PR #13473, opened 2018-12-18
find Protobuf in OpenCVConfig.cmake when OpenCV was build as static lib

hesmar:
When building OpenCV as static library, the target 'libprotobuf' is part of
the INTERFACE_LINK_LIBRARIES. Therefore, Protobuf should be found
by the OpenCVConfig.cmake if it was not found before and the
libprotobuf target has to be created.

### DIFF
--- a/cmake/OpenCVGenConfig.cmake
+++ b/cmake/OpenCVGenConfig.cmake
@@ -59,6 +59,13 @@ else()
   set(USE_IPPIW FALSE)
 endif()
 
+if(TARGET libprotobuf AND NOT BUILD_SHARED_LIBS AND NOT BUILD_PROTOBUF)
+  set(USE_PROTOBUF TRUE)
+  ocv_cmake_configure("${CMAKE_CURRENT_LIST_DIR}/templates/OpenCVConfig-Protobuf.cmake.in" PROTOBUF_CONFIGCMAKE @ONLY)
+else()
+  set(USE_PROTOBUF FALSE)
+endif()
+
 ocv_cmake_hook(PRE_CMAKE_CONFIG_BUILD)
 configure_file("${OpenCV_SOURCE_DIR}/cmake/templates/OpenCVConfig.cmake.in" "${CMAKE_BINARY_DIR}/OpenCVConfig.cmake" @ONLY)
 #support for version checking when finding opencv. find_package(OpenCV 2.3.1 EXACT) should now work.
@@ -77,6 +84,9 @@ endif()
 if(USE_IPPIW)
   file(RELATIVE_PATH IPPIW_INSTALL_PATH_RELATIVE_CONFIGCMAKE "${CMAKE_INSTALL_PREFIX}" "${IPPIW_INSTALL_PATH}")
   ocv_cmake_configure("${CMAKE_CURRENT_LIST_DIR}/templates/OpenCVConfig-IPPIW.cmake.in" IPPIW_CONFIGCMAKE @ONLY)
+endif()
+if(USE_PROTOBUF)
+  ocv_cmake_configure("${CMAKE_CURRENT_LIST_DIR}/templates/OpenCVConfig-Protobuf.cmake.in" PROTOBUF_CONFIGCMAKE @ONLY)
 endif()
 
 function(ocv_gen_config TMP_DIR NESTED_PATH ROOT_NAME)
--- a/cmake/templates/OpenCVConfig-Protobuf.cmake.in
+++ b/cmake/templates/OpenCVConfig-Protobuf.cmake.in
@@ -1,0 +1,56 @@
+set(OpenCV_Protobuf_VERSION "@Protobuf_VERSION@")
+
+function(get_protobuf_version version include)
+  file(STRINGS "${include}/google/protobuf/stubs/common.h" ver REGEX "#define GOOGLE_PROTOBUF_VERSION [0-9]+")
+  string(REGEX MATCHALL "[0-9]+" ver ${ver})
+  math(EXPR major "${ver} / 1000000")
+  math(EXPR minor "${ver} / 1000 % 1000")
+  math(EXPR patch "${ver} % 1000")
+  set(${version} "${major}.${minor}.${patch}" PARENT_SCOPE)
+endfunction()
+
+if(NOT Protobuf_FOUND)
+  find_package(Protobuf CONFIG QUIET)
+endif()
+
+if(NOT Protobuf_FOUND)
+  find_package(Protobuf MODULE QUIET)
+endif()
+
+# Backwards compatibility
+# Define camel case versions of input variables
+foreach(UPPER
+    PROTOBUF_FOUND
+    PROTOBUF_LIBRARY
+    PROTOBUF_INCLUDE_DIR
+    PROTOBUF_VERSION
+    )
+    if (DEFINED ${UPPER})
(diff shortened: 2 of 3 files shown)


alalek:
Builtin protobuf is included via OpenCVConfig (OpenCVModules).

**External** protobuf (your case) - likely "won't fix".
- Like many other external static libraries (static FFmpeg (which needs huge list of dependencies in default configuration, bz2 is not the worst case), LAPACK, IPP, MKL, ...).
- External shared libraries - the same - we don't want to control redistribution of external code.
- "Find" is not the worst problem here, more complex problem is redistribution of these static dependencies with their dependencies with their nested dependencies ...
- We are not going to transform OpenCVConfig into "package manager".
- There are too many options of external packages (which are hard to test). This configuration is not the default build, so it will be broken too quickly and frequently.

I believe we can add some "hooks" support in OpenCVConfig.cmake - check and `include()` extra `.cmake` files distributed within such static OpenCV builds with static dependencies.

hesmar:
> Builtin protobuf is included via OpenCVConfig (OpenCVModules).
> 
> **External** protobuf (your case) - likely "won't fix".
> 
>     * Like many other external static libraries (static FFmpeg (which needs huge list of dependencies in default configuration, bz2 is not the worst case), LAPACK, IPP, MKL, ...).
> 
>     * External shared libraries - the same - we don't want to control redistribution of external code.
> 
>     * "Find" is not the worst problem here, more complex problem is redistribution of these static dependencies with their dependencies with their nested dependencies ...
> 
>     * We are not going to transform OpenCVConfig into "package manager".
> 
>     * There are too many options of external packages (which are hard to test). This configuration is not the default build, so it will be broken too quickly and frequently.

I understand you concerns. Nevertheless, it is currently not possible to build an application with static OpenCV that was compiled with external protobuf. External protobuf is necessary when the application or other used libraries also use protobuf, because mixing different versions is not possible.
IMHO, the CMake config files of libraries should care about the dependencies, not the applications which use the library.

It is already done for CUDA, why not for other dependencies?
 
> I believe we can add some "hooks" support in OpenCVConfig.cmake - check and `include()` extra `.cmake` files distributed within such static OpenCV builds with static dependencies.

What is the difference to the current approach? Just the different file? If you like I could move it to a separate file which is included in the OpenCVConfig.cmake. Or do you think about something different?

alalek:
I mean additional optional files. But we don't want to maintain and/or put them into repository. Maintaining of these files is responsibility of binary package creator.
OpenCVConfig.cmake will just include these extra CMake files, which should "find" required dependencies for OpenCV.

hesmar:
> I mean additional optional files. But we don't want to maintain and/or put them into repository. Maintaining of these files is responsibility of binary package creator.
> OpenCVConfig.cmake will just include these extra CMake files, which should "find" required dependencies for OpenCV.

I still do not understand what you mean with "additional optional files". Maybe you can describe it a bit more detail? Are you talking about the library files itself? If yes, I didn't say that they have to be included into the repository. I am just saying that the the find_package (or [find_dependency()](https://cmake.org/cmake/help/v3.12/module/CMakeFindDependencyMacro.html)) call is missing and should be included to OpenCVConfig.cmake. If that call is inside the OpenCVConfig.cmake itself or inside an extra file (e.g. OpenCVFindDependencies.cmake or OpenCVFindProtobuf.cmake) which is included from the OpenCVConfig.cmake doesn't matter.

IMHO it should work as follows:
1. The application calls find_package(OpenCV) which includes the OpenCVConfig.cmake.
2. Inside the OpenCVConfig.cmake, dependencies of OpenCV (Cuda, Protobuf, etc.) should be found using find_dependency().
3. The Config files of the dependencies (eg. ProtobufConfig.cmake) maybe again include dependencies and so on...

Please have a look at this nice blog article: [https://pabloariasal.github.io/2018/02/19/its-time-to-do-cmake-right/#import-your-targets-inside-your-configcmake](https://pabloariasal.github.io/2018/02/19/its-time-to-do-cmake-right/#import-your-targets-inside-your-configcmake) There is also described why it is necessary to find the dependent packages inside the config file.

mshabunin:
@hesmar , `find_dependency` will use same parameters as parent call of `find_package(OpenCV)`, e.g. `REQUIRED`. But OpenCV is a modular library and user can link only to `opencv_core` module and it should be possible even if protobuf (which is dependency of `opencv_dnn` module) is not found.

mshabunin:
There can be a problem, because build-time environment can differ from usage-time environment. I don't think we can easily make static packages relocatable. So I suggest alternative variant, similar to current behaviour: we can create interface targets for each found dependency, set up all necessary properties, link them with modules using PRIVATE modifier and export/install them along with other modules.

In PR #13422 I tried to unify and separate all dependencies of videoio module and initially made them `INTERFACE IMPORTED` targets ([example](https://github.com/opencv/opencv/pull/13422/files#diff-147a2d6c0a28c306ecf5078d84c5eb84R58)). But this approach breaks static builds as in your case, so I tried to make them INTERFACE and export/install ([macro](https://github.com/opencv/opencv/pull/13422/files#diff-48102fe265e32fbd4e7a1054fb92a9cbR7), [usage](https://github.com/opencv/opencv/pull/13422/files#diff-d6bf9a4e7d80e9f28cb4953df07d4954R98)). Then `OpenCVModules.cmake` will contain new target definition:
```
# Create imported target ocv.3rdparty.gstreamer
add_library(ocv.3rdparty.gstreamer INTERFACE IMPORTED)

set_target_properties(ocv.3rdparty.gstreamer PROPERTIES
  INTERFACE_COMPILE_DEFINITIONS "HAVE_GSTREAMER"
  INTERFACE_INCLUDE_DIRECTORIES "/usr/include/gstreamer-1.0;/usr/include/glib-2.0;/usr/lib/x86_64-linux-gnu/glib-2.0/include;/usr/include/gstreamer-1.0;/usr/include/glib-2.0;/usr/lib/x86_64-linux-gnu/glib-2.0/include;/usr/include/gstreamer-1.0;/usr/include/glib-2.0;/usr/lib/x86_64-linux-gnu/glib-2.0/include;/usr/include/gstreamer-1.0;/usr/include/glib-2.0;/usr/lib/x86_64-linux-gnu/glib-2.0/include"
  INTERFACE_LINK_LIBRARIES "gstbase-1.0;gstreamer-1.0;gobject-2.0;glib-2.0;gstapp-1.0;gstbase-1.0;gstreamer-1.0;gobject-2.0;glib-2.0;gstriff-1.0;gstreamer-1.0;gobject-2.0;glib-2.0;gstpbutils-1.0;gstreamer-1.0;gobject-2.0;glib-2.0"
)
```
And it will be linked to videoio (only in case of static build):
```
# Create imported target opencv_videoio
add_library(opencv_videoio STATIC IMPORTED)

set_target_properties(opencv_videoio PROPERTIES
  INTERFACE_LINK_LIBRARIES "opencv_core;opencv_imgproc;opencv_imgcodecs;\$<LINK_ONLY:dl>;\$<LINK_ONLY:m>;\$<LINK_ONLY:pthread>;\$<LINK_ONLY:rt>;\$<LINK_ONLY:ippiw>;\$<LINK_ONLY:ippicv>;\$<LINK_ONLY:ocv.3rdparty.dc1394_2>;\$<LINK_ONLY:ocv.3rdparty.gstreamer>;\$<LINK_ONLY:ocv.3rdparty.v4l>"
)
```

## [WORK REQUIRED]
Look through the material for "distributed". Copy each line that has it.

## [REPLY TO THE EXERCISE]
I believe we can add some "hooks" support in OpenCVConfig.cmake - check and `include()` extra `.cmake` files distributed within such static OpenCV builds with static dependencies.
> I believe we can add some "hooks" support in OpenCVConfig.cmake - check and `include()` extra `.cmake` files distributed within such static OpenCV builds with static dependencies.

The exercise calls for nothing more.